Exercise requirements. Reproduce the following material exactly, including every line.

Supplied material.
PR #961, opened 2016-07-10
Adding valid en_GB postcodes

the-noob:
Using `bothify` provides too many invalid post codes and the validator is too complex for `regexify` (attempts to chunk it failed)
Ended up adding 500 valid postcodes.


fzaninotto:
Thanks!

Solution.
PR #961, opened 2016-07-10
Adding valid en_GB postcodes

the-noob:
Using `bothify` provides too many invalid post codes and the validator is too complex for `regexify` (attempts to chunk it failed)
Ended up adding 500 valid postcodes.


fzaninotto:
Thanks!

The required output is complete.